During the 1980s and 1990s, Wuye participated in riots and interfaith violence. Wuye led a youth militia under CAN to fight for Christians. Conflict flared again in Kaduna State in 1992, starting in Zangon Kataf. During that conflict, Wuye directed the CAN youth militia to attack and kill Muslims, including targets from the youth Muslim militia led by Muhammad Ashafa. Over 2,000 people were killed; among the losses, Wuye lost his right hand to Ashafa's militia, while Ashafa lost two cousins and his spiritual mentor. As leaders on opposing sides in the violence, Wuye and Ashafa both desired and plotted to kill the other.

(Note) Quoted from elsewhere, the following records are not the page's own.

PR #2474, opened 2026-06-22
[#2322] Add language selector to navbar

### LINKED ISSUE #2322: Change the location of  language menu
image
image

I think the standard practice is to place the language menu on the right side of the navbar. This positioning aligns with common design patterns, making it easier for visitors to locate and switch languages quickly.

kenlacroix:
# Description

Surfaces the language switcher in the navbar so users no longer have to scroll to the footer to change languages. The existing `ToggleLocale` widget is reused as-is and rendered in two new places via the `Header` component:

- **Desktop:** right-aligned in the nav bar (after the links).
- **Mobile:** inside the hamburger menu.

## More Details

`locale`/`locales` are threaded through `header_props`; they were already assigned for every request in `ApplicationController` (the footer uses the same values), so no controller or routing changes are needed. The selector only renders when a current locale and available locales are present, so existing `Header` usages are unaffected. A `WithLanguageSelector` story is added to the existing Header stories so the new state is visible in Storybook.

No new gems/npm packages are introduced — this reuses the existing `ToggleLocale` widget.

The footer toggle is kept in place as well. Happy to **remove it from the footer** if you'd prefer the navbar to be the single location — that felt like a product call for you to make rather than assume.

**Testing:** `Header.spec.jsx` passes 7/7 (4 existing + 3 new, covering desktop render, no-render without locales, and render inside the open mobile menu). ESLint, Flow, Prettier, and Stylelint are clean on the changed files. I was unable to run the full Ruby/Rails suite or RuboCop locally (no Ruby toolchain in my environment) — happy to address anything CI flags.

## Corresponding Issue

Closes #2322

# Screenshots

Captured from the `Components/Header` Storybook story (mulberry background).

**Desktop** — selector right-aligned after the nav links:

Language selector in desktop navbar

**Mobile** — selector inside the open hamburger menu:

Language selector in mobile menu

### DIFF
--- a/client/app/components/Header/Header.scss
+++ b/client/app/components/Header/Header.scss
@@ -57,6 +57,24 @@
     }
   }
 
+  &Locale {
+    @include setMargin($size-0, $size-0, $size-0, $size-26);
+
+    display: flex;
+    align-items: center;
+
+    @media screen and (max-width: $medium) {
+      display: none;
+    }
+  }
+
+  &MobileLocale {
+    @include setMargin($size-20, $size-0, $size-0, $size-0);
+
+    display: flex;
+    justify-content: center;
+  }
+
   &Scroll {
     background-color: $black-80;
 
@@ -125,6 +143,10 @@
     }
 
     &Nav {
+      display: flex;
+      flex-direction: row;
+      align-items: center;
+
       &Links {
         @include setFontSize($size-18);
 
--- a/client/app/components/Header/Header.scss
+++ b/client/app/components/Header/Header.scss
@@ -66,6 +66,10 @@
     @media screen and (max-width: $medium) {
       display: none;
     }
+
+    select {
+      @include setPadding($size-12, $size-0, $size-12, $size-24);
+    }
   }
 
   &MobileLocale {
@@ -73,6 +77,10 @@
 
     display: flex;
     justify-content: center;
+
+    select {
+      text-align: center;
+    }
   }
 
   &Scroll {
--- a/client/app/components/Header/__tests__/Header.spec.jsx
+++ b/client/app/components/Header/__tests__/Header.spec.jsx
@@ -117,7 +117,7 @@ describe('Header', () => {
     await user.click(container.querySelector('#headerHamburger'));
 
     expect(
-      container.querySelector('#headerMobile #locale'),
+      container.querySelector('#headerMobile #mobileLocale'),
     ).toBeInTheDocument();
   });
 });
--- a/client/app/components/Header/__tests__/Header.spec.jsx
+++ b/client/app/components/Header/__tests__/Header.spec.jsx
@@ -90,4 +90,34 @@ describe('Header', () => {
     await user.keyboard('{Shift>}{Tab}{/Shift}{Enter}');
     expect(container.querySelector('#headerMobile')).not.toBeInTheDocument();
   });
+
+  const componentWithLocales = (
+    <Header
+      home={{ name: 'Home', url: '/some-path' }}
+      links={[{ name: 'Link 1', url: '/some-path-one' }]}
+      locale="en"
+      locales={['en', 'es']}
+    />
+  );
+
+  it('renders the language selector when locales are provided', () => {
+    const { container } = setup(componentWithLocales);
+
+    expect(container.querySelector('#locale')).toBeInTheDocument();
+  });
+
+  it('does not render the language selector without locales', () => {
+    const { container } = setup(component);
+
+    expect(container.querySelector('#locale')).not.toBeInTheDocument();
+  });
+
+  it('renders the language selector inside the open mobile menu', async () => {
+    const { container, user } = setup(componentWithLocales);
+    await user.click(container.querySelector('#headerHamburger'));
+
+    expect(
+      container.querySelector('#headerMobile #locale'),
+    ).toBeInTheDocument();
+  });
 });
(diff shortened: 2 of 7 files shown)


julianguyen:
Make sure to update the tests: https://app.circleci.com/pipelines/github/ifmeorg/ifme/3012/workflows/41e5e902-4eaf-4532-8d56-3af44b35d6fe/jobs/18102

client/app/components/Header/Header.scss
```diff
@@ -57,6 +57,24 @@
     }
   }
 
+  &Locale {
```
julianguyen, line 60: We now want the height of the desktop navigation header to be the same as the one when you scroll down the page


Image

Image

client/app/components/Header/Header.scss
```diff
@@ -57,6 +57,24 @@
...
+
+    display: flex;
+    align-items: center;
+
+    @media screen and (max-width: $medium) {
+      display: none;
+    }
+  }
+
+  &MobileLocale {
```
julianguyen, line 75: Let's also center align the locale dropdown text as well!

Image

julianguyen (changes requested):
Thanks for working on this!

client/app/components/Header/__tests__/Header.spec.jsx
```diff
@@ -90,4 +90,34 @@ describe('Header', () => {
...
+      links={[{ name: 'Link 1', url: '/some-path-one' }]}
+      locale="en"
+      locales={['en', 'es']}
+    />
+  );
+
+  it('renders the language selector when locales are provided', () => {
+    const { container } = setup(componentWithLocales);
+
+    expect(container.querySelector('#locale')).toBeInTheDocument();
```
julianguyen: Because there are now two locale dropdowns on the page, there are two values for `id="locale"`. You can only have one unique value per page; you will need to give each of these dropdowns a different value for id. And update the tests accordingly.

kenlacroix: Good catch — gave the two selectors distinct ids: the desktop one keeps `id="locale"` and the mobile one is now `id="mobileLocale"`, via a new optional `id` prop on `ToggleLocale` (defaulting to `locale`, so other usages are unaffected). Updated the mobile test to assert on `#headerMobile #mobileLocale`. Pushed in 1dc95407.

client/app/components/Header/Header.scss
kenlacroix: Trimmed the in-navbar locale `select`'s vertical padding so the desktop header keeps its normal height instead of growing to fit the dropdown (pushed in 1dc95407). Let me know if you want it tighter — happy to dial the height in further to match exactly.

client/app/components/Header/Header.scss
kenlacroix: Done — center-aligned the locale dropdown text (pushed in 1dc95407).

client/app/components/Header/__tests__/Header.spec.jsx
kenlacroix: Follow-up (`9682105d`): the failing CircleCI job was the **RSpec** suite, and digging in showed the footer already renders `ToggleLocale` (`id`/`name="locale"`), so the navbar desktop instance was still colliding with it. Fixed properly now — `ToggleLocale` derives `name` from the `id` prop, the desktop navbar instance is `navbarLocale` (mobile stays `mobileLocale`), so footer `locale` / navbar `navbarLocale` / mobile `mobileLocale` are all unique. This also un-breaks the `persisting_browser_locale_after_sign_in` feature spec (its `within 'select[name=locale]'` now matches only the footer again). Also updated `header_helper_spec` for the new `locale`/`locales` props.

kenlacroix:
Update: pushed `9682105d` addressing all three review threads and the CI failures.

The CircleCI **Run Rails RSpec Tests** job was failing for two reasons, both now fixed:
- `header_helper_spec.rb` needed the new `locale`/`locales` keys in its expected `header_props` hashes.
- The footer already renders `ToggleLocale` (`id`/`name="locale"`), so the navbar added a second `select[name=locale]`, which made the `change_language` feature helper's `within 'select[name=locale]'` ambiguous (and left a duplicate `id="locale"`). `ToggleLocale` now derives `name` from its `id` prop, and the instances use unique ids — footer `locale`, navbar `navbarLocale`, mobile `mobileLocale` — so the footer select is unambiguous again.

The latest run ([18127](https://circleci.com/gh/ifmeorg/ifme/18127)) is now down to a **single, unrelated failure**: `user_creates_a_published_strategy_spec.rb:16` expects `"Ally 0, Ally 1, and Ally 2"` but got `"Ally 2, Ally 0, and Ally 1"` — a non-deterministic ally-ordering assertion (seed 3799) untouched by this PR. Could you give CI a re-run to clear that flake? Happy to help if it turns out to be more than flakiness.

client/app/components/Header/__tests__/Header.spec.jsx
julianguyen: Was able to run again, and it is a flake unrelated to your changes! I'll file a separate issue to handle this flake!

client/app/components/Header/Header.scss
julianguyen: Thanks for the update, it looks good!

julianguyen (approved):
Thanks for working on this! It looks good to me!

In 1995, the two former opponents were introduced by a mutual friend and slowly began to build bridges between their respective communities. They founded the Interfaith Mediation Center of the Muslim-Christian Dialogue in Kaduna. The organization provides interfaith training to young people in schools and universities, to women, religious leaders and politicians. The center contributed to defusing tensions and peace agreements between Muslim and Christian communities. The center worked with state governments to achieve peace declarations signed by community leaders declaration in Kaduna in 2002, and in Yelwa-Shendam after a spate of violence in 2004.

==Documentary Films==
Imam Ashafa and Pastor Wuye have been the subject of two documentary films:
- The Imam and the Pastor (2006)
- An African Answer (2010)

==Honors==
Pastor James Wuye and Imam Muhammad Ashafa received the Bremen Peace Award in 2005, the Fondation Chirac Prize for Conflict Prevention in 2009, and the German Africa Prize in 2013.

They were among five recipients of the 2017 Intercultural Innovation Award, conferred by the United Nations Alliance of Civilizations and BMW, for their successful mediations in conflicts in Nigeria.

In 2025, Wuye and Ashafa were awarded the first Commonwealth Peace Prize, created by the Commonwealth Secretariat and the Khalili Foundation. The prize included a £50,000 donation from the foundation to the Interfaith Mediation Centre.